*Work task*
Which of the lines below include "still"? Each one should be copied out.

(Collected data entries)
::::::::

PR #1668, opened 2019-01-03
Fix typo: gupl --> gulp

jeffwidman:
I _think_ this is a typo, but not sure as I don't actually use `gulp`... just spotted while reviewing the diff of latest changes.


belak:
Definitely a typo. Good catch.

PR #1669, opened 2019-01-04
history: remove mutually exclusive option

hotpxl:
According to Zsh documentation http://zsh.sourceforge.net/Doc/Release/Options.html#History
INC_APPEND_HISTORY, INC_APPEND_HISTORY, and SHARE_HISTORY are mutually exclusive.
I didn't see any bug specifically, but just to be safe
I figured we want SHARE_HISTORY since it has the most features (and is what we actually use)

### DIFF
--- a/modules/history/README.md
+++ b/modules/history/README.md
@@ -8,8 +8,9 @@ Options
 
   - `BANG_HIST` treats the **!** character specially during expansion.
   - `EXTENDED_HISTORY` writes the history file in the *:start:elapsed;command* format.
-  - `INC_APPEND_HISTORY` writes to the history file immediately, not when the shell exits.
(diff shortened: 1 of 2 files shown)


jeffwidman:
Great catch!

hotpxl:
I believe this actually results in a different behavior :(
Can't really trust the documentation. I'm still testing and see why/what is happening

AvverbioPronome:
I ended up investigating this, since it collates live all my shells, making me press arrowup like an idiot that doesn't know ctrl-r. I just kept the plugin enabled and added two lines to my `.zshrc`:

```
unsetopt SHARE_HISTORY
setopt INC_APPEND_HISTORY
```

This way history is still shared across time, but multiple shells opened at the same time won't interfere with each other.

::::::::

*Task answer*
Can't really trust the documentation. I'm still testing and see why/what is happening
This way history is still shared across time, but multiple shells opened at the same time won't interfere with each other.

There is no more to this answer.